Matrix Multiplication:

ndarray.__matmul__(value, /)

Return self@value.

Note

Matrix operators @ and @= were introduced in Python 3.5 following PEP 465, and the @ operator has been introduced in NumPy 1.10.0. Further information can be found in the matmul documentation.

Special methods

For standard library functions:

ndarray.__copy__()

Used if copy.copy is called on an array.

ndarray.__deepcopy__(memo, /)

Used if copy.deepcopy is called on an array.

ndarray.__reduce__()

For pickling.

ndarray.__setstate__(state, /)

For unpickling.

Basic customization:

ndarray.__new__(*args, **kwargs)

ndarray.__array__([dtype], /)

Returns either a new reference to self if dtype is not given or a new array of provided data type if dtype is different from the current dtype of the array.

ndarray.__array_wrap__(array[, context], /)

Returns a view of array with the same type as self.

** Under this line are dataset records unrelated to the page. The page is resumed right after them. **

PR #924, opened 2023-02-25
Resolves #916: Partially reverted #799.

### LINKED ISSUE #916: versions:set doesn't set version if non-direct properties are used in version element
Maven supports 5 property classes in pom.xml files:
1. `env.X` - environment variables
2. `project.x` - any project properties from the pom.xml
3. `settings.x` - properties from settings.xml
4. Java Systems Properties, e.g. `java.home`
5. `x` - properties from `<properties>` section of the pom.xml

If any of the 1-4 property classes is used in `version` element (even transitively) the resolution of the current version will fail, and no new version will be set.

E.g. parent pom.xml
```
<project>

    <groupId>com.example.app</groupId>
    <artifactId>my-parent</artifactId>
    <version>1.0.0</version>
    <packaging>pom</packaging>

</project>
```
child pom.xml
```
<project>

    <parent>
        <groupId>com.example.app</groupId>
        <artifactId>my-parent</artifactId>
        <version>1.0.0</version>
    </parent>

    <groupId>com.example.app</groupId>
    <artifactId>my-app</artifactId>
    <version>${project.parent.version}</version>
</project>

```
Attempt to set version:
```
$ mvn versions:set -DnewVersion=1.1.1
(...)
[INFO] Building my-app 1.0.0
[INFO] --------------------------------[ jar ]---------------------------------
[INFO]
[INFO] --- versions-maven-plugin:2.14.2:set (default-cli) @ my-app ---
[INFO] Searching for local aggregator root...
[INFO] Local aggregation root: C:\Work\projects\3rd_party\tst
[INFO] Processing change of com.example.app:my-app:1.0.0 -> 1.1.1
expression: project.parent.version no value
```

This caught us off guard - we use versions:set to override the version only for our 'dev' builds which are rather seldom run. 

Workaround
```
$ mvn versions:set -DnewVersion=1.1.1 -DoldVersion='*'
(...)
[INFO] Building my-app 1.0.0
[INFO] --------------------------------[ jar ]---------------------------------
[INFO]
[INFO] --- versions-maven-plugin:2.14.2:set (default-cli) @ my-app ---
[INFO] Searching for local aggregator root...
[INFO] Local aggregation root: C:\Work\projects\3rd_party\tst
[INFO] Processing change of com.example.app:my-app:* -> 1.1.1
expression: project.parent.version no value
[INFO] Processing com.example.app:my-app
[INFO]     Updating project com.example.app:my-app
[INFO]         from version  to 1.1.1
```

I know this might be a corner case, and not really an issue, since it is encouraged that the version element is constant and not an expression. Furthermore I couldn't come up with other probable use cases.

Having said that, I think that because some property interpolation is already handled by the plugin, one might expect that all property classes may be used, and be surprised by this behavior.

Please consider whether it's worth handling.

ajarmoniuk:
- **Improved documentation**
- Reviewed the code and the semantics of processAllModules, groupId, artifactId, oldVersion params
- Dropped support for partially interpolating the properties to be matched with groupId:artifactId:oldVersion
- Matching occurs always unless *processAllModules* is set
- If *processAllModules* is not set, *oldVersion* will be respected

### Conclusion

It basically turns out that in order to fully support properties, we would have to build the project for every module and construct all property values, which is overkill for the purpose of selecting the modules to process. So I decided to drop support for interpolating properties, just like it was before 2.14.0.

Instead, we're matching against uniterpolated values, which again is optional. Old behaviour is retained thanks to applying the uninterpolated values from project by default.


ajarmoniuk:
@slachiewicz please review

versions-maven-plugin/pom.xml
```diff
@@ -289,6 +289,9 @@
                 <configuration>
                   <streamLogs>false</streamLogs>
                   <debug>true</debug>
+                  <environmentVariables>
+                    <!--                    <MAVEN_DEBUG_OPTS>-Xdebug -Xrunjdwp:transport=dt_socket,server=y,suspend=y,address=localhost:8000</MAVEN_DEBUG_OPTS>-->
+                  </environmentVariables>
```
slawekjaranowski, line 294: ?

Issue #299, opened 2018-08-20
allow* parameters not working on display-dependency-updates


meeque:
I'm trying to use the `versions:display-dependency-updates` goal from the CLI, but forbid _major_ updates. I tried both of the following:
```
mvn versions:display-dependency-updates -DallowAnyUpdates=false -DallowMajorUpdates=false
mvn versions:display-dependency-updates -DallowAnyUpdates=false -DallowMajorUpdates=false -DallowMinorUpdates=true -DallowIncrementalUpdates=true -DallowSnapshots=false
```

In any case, I'm still seeing outputs like the following:
```
[INFO]   org.springframework:spring-core .......... 4.3.16.RELEASE -> 5.0.0.RC4
```
As you can see, the major version changed from 4 to 5, which I would not expect. Instead, was hoping for the following (based on today's versions on Maven Central):
```
[INFO]   org.springframework:spring-core ..... 4.3.16.RELEASE -> 4.3.18.RELEASE
```

Sorry, if I'm missing something fundamental, or have a typo in the above. I tried hard to get it right, and rule everything out. 

Btw, the above behavior is not limited to that specific dependency. Other dependencies are affected, too. Could this be caused by the weird version suffixes that projects such as Spring and Netty are using?

Fyi, some version information:
```
[INFO] --- versions-maven-plugin:2.5:display-dependency-updates (default-cli) @ Xyz ---
```
```
Apache Maven 3.5.4 (1edded0938998edf8bf061f1ceb3cfdeccf443fe; 2018-06-17T20:33:14+02:00)
Maven home: /usr/local/Cellar/maven/3.5.4/libexec
Java version: 1.8.0_181, vendor: Oracle Corporation, runtime: /Library/Java/JavaVirtualMachines/jdk1.8.0_181.jdk/Contents/Home/jre
Default locale: en_US, platform encoding: UTF-8
OS name: "mac os x", version: "10.13.6", arch: "x86_64", family: "mac"
```

dougbreaux:
2.5 years on, relatively new to Maven and really wanting & expecting this to work. And the documentation certainly says that it should.

meeque:
Thanks for resurfacing this one, @dougbreaux. Frankly, I have accepted that this just does not work as expected a long time ago. In fact, I had forgotten about this completely.

It would still be great to hear feedback from a contributor. Is this considered a bug? Or is it expected behavior? How do we need to adjust our expectations?

[...]

PR #941, opened 2023-04-09
#299: allowAnyUpdates should be ignored

ajarmoniuk:
This might be seen as a breaking change, but I think it is in line with what most users expect to happen anyway.

So, this change sanctions these expectations -- allowAnyUpdates shall effectively assume the value of `false` if any of the other modifies are set to `false`.

Actually, this means that it's redundant, but the fact is that it's getting removed in version 3.0 anyway.

@slawekjaranowski what is your opinion?

### DIFF
--- a/versions-maven-plugin/src/main/java/org/codehaus/mojo/versions/DisplayDependencyUpdatesMojo.java
+++ b/versions-maven-plugin/src/main/java/org/codehaus/mojo/versions/DisplayDependencyUpdatesMojo.java
@@ -21,13 +21,7 @@ package org.codehaus.mojo.versions;
 
 import javax.inject.Inject;
 
-import java.util.ArrayList;
-import java.util.List;
-import java.util.Map;
-import java.util.Objects;
-import java.util.Optional;
-import java.util.Set;
-import java.util.TreeSet;
+import java.util.*;
 
 import org.apache.maven.artifact.ArtifactUtils;
 import org.apache.maven.artifact.versioning.ArtifactVersion;
@@ -54,9 +48,7 @@ import static java.util.Optional.of;
 import static org.apache.commons.lang3.StringUtils.countMatches;
 import static org.codehaus.mojo.versions.api.Segment.MAJOR;
 import static org.codehaus.mojo.versions.filtering.DependencyFilter.filterDependencies;
-import static org.codehaus.mojo.versions.utils.MavenProjectUtils.extractDependenciesFromDependencyManagement;
-import static org.codehaus.mojo.versions.utils.MavenProjectUtils.extractDependenciesFromPlugins;
-import static org.codehaus.mojo.versions.utils.MavenProjectUtils.extractPluginDependenciesFromPluginsInPluginManagement;
+import static org.codehaus.mojo.versions.utils.MavenProjectUtils.*;
 
 /**
  * Displays all dependencies that have newer versions available.
@@ -246,11 +238,14 @@ public class DisplayDependencyUpdatesMojo extends AbstractVersionsDisplayMojo {
     private boolean allowIncrementalUpdates = true;
 
     /**
-     * Whether to allow any version change to be allowed. This keeps
-     * compatibility with previous versions of the plugin.
-     * If you set this to false you can control changes in version
-     * number by {@link #allowMajorUpdates}, {@link #allowMinorUpdates} or
-     * {@link #allowIncrementalUpdates}.
+     * <p>Ignored -- largely replaced by {@linkplain #allowMajorUpdates},
+     * {@linkplain #allowMinorUpdates} and {@linkplain #allowIncrementalUpdates},
+     * which are equal to {@code true} by default.</p>
+     *
+     * <p><b>Please note: Prior to version 2.16.0, leaving this parameter at its default
+     * value ({@code true}) would mean that the plugin would <u>ignore</u>
+     * {@linkplain #allowMajorUpdates}, {@linkplain #allowMinorUpdates}, and {@linkplain #allowIncrementalUpdates},
+     * which confused many users.</b></p>
      *
      * @since 2.5
      * @deprecated This will be removed with version 3.0.0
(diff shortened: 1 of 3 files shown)


ajarmoniuk:
Looks like this is also in line with what users expect – see the latest comments in #299.

versions-maven-plugin/src/main/java/org/codehaus/mojo/versions/DisplayDependencyUpdatesMojo.java
```diff
@@ -489,6 +484,11 @@ protected void validateInput() throws MojoExecutionException {
         validateGAVList(pluginDependencyExcludes, 3, "pluginDependencyExcludes");
         validateGAVList(pluginManagementDependencyIncludes, 3, "pluginManagementDependencyIncludes");
         validateGAVList(pluginManagementDependencyExcludes, 3, "pluginManagementDependencyExcludes");
+        if (getLog() != null
+                && allowAnyUpdates
+                && !(allowMajorUpdates && allowMinorUpdates && allowIncrementalUpdates)) {
+            getLog().warn("Assuming allowAnyUpdates false because one or more other \"allow\" switches is false.");
```
slawekjaranowski, line 490: `allowAnyUpdates` has default value as `true` so when user provide only one `allow*` switch this warning will be always displayed.
As now we ignore at all `allowAnyUpdates` maybe it is not needed.

versions-maven-plugin/src/main/java/org/codehaus/mojo/versions/DisplayDependencyUpdatesMojo.java
```diff
@@ -246,11 +238,14 @@ public class DisplayDependencyUpdatesMojo extends AbstractVersionsDisplayMojo {
...
-     * number by {@link #allowMajorUpdates}, {@link #allowMinorUpdates} or
-     * {@link #allowIncrementalUpdates}.
+     * <p>Ignored -- largely replaced by {@linkplain #allowMajorUpdates},
+     * {@linkplain #allowMinorUpdates} and {@linkplain #allowIncrementalUpdates},
+     * which are equal to {@code true} by default.</p>
+     *
+     * <p><b>Please note: Prior to version 2.16.0, leaving this parameter at its default
+     * value ({@code true}) would mean that the plugin would <u>ignore</u>
+     * {@linkplain #allowMajorUpdates}, {@linkplain #allowMinorUpdates}, and {@linkplain #allowIncrementalUpdates},
+     * which confused many users.</b></p>
```
slawekjaranowski, line 248: I prefer a documentation for current version - and current behavior.

versions-maven-plugin/src/main/java/org/codehaus/mojo/versions/DisplayDependencyUpdatesMojo.java
ajarmoniuk: > As now we ignore at all allowAnyUpdates maybe it is not needed.

The problem is that we do not ignore `allowAnyUpdates` -- we ignore all the other `allow` options if `allowAnyUpdates` is `true`.

See: https://github.com/mojohaus/versions/blob/0fe821e400fe917b5fc342fe5712071dd0490473/versions-maven-plugin/src/main/java/org/codehaus/mojo/versions/DisplayDependencyUpdatesMojo.java#L514

That is basically the reason why I created this PR.

ajarmoniuk: In other words, if the user only sets `allowMajorUpdates=false`, that option will be ignored because the user also must use `allowAnyUpdates=false` together with that option for it to work... Which is flawed in my opinion.

slawekjaranowski: I see that after this change `allowAnyUpdates` will be ignored - so it will be not important what user set - right?

ajarmoniuk: Yes, with a warning message.

versions-maven-plugin/src/main/java/org/codehaus/mojo/versions/DisplayDependencyUpdatesMojo.java
```diff
@@ -506,7 +506,7 @@ static void validateGAVList(List<String> gavList, int numSections, String argume
     }
 
     private Optional<Segment> calculateUpdateScope() {
-        return allowAnyUpdates
+        return allowMajorUpdates && allowMinorUpdates && allowIncrementalUpdates
```
slawekjaranowski, line 509: The similar logic is in method  `SegmentUtils#determineUnchangedSegment` in this place looks  like complicated .... but should be refactored in separated PR - if possible.

versions-maven-plugin/src/main/java/org/codehaus/mojo/versions/DisplayDependencyUpdatesMojo.java
slawekjaranowski: ok, but settings or not `allowAnyUpdates` will mo have any  effect only warning message will be or not displayed
So I think that warning is such case is redundant
I don't see any more usage of `allowAnyUpdates` ...

ajarmoniuk: I don't see it either.

Ideally, I would remove it.

slawekjaranowski: Do it. `allowAnyUpdates` is only used in this goal. Will be more clear.

slawekjaranowski: agree - we can wait a few days.
I would to release next version at next week - about 25 - 26 of May

ajarmoniuk:
While working on the refactoring job, I've discovered a bug around `allowAnyUpdates`: if `allowAnyUpdates` is `false` and all other allows are `true`, the result differs from when `allowAnyUpdates` is `true`.

In the first case, the `updateScope` is `Optional.of(MAJOR)`, in the second case (with allowAnyUpdates), it's `Optional.empty()`. 

Strange that we haven't found it with our tests. Well, I'm fixing this now (we'll get rid of `allowAnyUpdates`), but this will take some time.

slawekjaranowski:
Looks more complicated ... so I have proposition to postpone this and related issues to next release.

ajarmoniuk:
Actually, I'd close this PR and I would postpone #961.

On the other hand, #960 is important and almost ready.

ajarmoniuk:
> On the other hand, https://github.com/mojohaus/versions/issues/960 is important and almost ready.

Not ready, I see that integration tests are failing, so there's more work needed. Also, I need to see if this is restricted to display-dependency-updates. So, let's postponse that one too.

PR #948, opened 2023-04-29
Require Maven 3.5.4+

slachiewicz:


slawekjaranowski:
README to fix

.github/workflows/maven.yml
```diff
@@ -26,6 +26,7 @@ jobs:
     with:
       ff-goal: '-P run-its install'         # site use project version for reporting
       verify-goal: '-P run-its install'     # should be the same as for first build
+      maven-matrix: '[ "3.5.4", "3.9.1" ]'  # Maven versions matrix for verify builds
```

Container customization: (see Indexing)

ndarray.__len__(/)

Return len(self).

ndarray.__getitem__(key, /)

Return self[key].

ndarray.__setitem__(key, value, /)

Set self[key] to value.

ndarray.__contains__(key, /)

Return key in self.

Conversion; the operations int(), float() and complex(). They work only on arrays that have one element in them and return the appropriate scalar.

ndarray.__int__(self)

ndarray.__float__(self)

ndarray.__complex__

String representations:

ndarray.__str__(/)

Return str(self).

ndarray.__repr__(/)

Return repr(self).

Utility method for typing:

ndarray.__class_getitem__(item, /)

Return a parametrized wrapper around the ndarray type.